The C standard only specifies the behavior of an "abstract machine"; it does not specify the generation of assembly. As long as the observable behavior of a program matches that on the abstract machine, the implementation can use whatever physical mechanism it likes for implementing the language constructs. The relevant section in the standard (C99) is 5.1.2.3 Program execution.
It is probably a compiler optimization since comparing integral types has no side effects. You could try compiling without optimizations or using a function that has side effects instead of the comparison operator and see if it still does this.
For example, try
if (printf("a") || printf("b")) {
printf("c\n");
}
and it should print ac
As others have mentioned, this assembly output is a compiler optimization that doesn't affect program execution (as far as the compiler can tell). If you want to selectively disable this optimization, you need to tell the compiler that your variables should not be optimized across the sequence points in the code.
Sequence points are control expressions (the evaluations in if, switch, while, do and all three sections of for), logical ORs and ANDs, conditionals (?:), commas and the return statement.
To prevent compiler optimization across these points, you must declare your variable volatile. In your example, you can specify
volatile long a;
unsigned long m;
{...}
if (!a && m > 0x002 && m < 0x111) {...}
The reason that this works is that volatile is used to instruct the compiler that it can't predict the behavior of an equivalent machine with respect to the variable. Therefore, it must strictly obey the sequence points in your code.
The compiler's optimising - it gets the result into EBX, moves it to AL, part of EAX, does the second check into EDX, then branches based on the comparison of EAX and EDX. This saves a branch and leaves the code running faster, without making any difference at all in terms of side effects.
If you compile with -O0 rather than -O2, I imagine it will produce more naive assembly that more closely matches your expectations.
The code is behaving correctly (i.e., in accordance with the requirements of the language standard) either way.
It appears that you're trying to find a way to generate specific assembly code. Of two possible assembly code sequences, both of which behave the same way, you find one satisfactory and the other unsatisfactory.
The only really reliable way to guarantee the satisfactory assembly code sequence is to write the assembly code explicitly. gcc does support inline assembly.
C code specifies behavior. Assembly code specifies machine code.
But all this raises the question: why does it matter to you? (I'm not saying it shouldn't, I just don't understand why it should.)

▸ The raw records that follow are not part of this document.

PR #177, opened 2017-04-13
Charlesmchen/honor attachment filenames

charlesmchen:
* Send filenames with outgoing attachments, if possible.
* Store incoming attachment filenames, if present.
* Write attachment data to disk using the attachment's filename, if possible.

PTAL @michaelkirk


charlesmchen:
See: https://github.com/WhisperSystems/Signal-iOS/pull/1978

protobuf/OWSSignalServiceProtos.proto
```diff
@@ -39,12 +39,12 @@ message Content {
 message CallMessage {
   message Offer {
     optional uint64 id          = 1;
-    optional string sessionDescription = 2;
```
michaelkirk: I think I made this change myself - sorry for not documenting it, but clobbering the NSObject `description` method seemed wrong.

src/Util/MIMETypeUtil.m
```diff
@@ -277,7 +277,65 @@ + (BOOL)isAudio:(NSString *)contentType {
 
 + (NSString *)filePathForAttachment:(NSString *)uniqueId
                          ofMIMEType:(NSString *)contentType
-                           inFolder:(NSString *)folder {
+                           filename:(nullable NSString *)filename
+                           inFolder:(NSString *)folder
+{
+    NSString *kDefaultFileExtension = @"bin";
```
charlesmchen, line 267: We repeatedly call this method to determine what the filepath for a given attachment is. Instead, we should call it once, and store the file path on the attachment model.  That would make us robust to changes to this method's behavior.

src/Util/MIMETypeUtil.m
```diff
@@ -277,7 +277,65 @@ + (BOOL)isAudio:(NSString *)contentType {
...
+
+    if (filename.length > 0) {
+        NSString *normalizedFilename =
+            [filename stringByTrimmingCharactersInSet:[NSCharacterSet whitespaceCharacterSet]];
+        // Ensure that the filename is a valid filesystem name,
+        // replacing invalid characters with an underscore.
+        for (NSCharacterSet *invalidCharacterSet in @[
+                 [NSCharacterSet whitespaceCharacterSet],
```
michaelkirk: dare we `whiteSpacesAndNewLinesCharacterSet`

src/Util/MIMETypeUtil.m
```diff
@@ -277,7 +277,65 @@ + (BOOL)isAudio:(NSString *)contentType {
...
+                 [NSCharacterSet newlineCharacterSet],
+                 [NSCharacterSet illegalCharacterSet],
+                 [NSCharacterSet controlCharacterSet],
+                 [NSCharacterSet characterSetWithCharactersInString:@"<>|\\:()&;?*"],
```
michaelkirk: Other things that come to mind "/", "~", "."

src/Messages/Interactions/TSMessage.h
```diff
@@ -23,6 +23,7 @@ typedef NS_ENUM(NSInteger, TSGroupMetaMessage) {
 @interface TSMessage : TSInteraction
 
 @property (nonatomic, readonly) NSMutableArray<NSString *> *attachmentIds;
+// A map of attachment id-to-filename.
```
michaelkirk: I think this comment was intended for TSOutgoingMessage.h

src/Util/MIMETypeUtil.m
michaelkirk: agree

michaelkirk (approved):
LGTM

protobuf/OWSSignalServiceProtos.proto
charlesmchen: Reverted.

src/Util/MIMETypeUtil.m
charlesmchen: Done.

src/Util/MIMETypeUtil.m
charlesmchen: I've added forward-slash / and tilde ~, but I'm omitting period since it's so widely used in filenames like: "Budget.latest.xls" or whatever.  I'll do explicit checks for filenames like "." and "..".

charlesmchen: Hmm, maybe I'll strip leading periods too.

michaelkirk: perfect, thanks!

src/Messages/Interactions/TSMessage.h
charlesmchen: Done.

src/Util/MIMETypeUtil.m
charlesmchen: I've added a card.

EDIT: How exactly are a and m defined? If, as you suggest, they're related to memory-mapped devices, then they should be declared volatile -- and that might be exactly the solution to your problem. If they're just ordinary variables, then the compiler can do whatever it likes with them (as long as it doesn't affect the program's visible behavior) because you didn't ask it not to.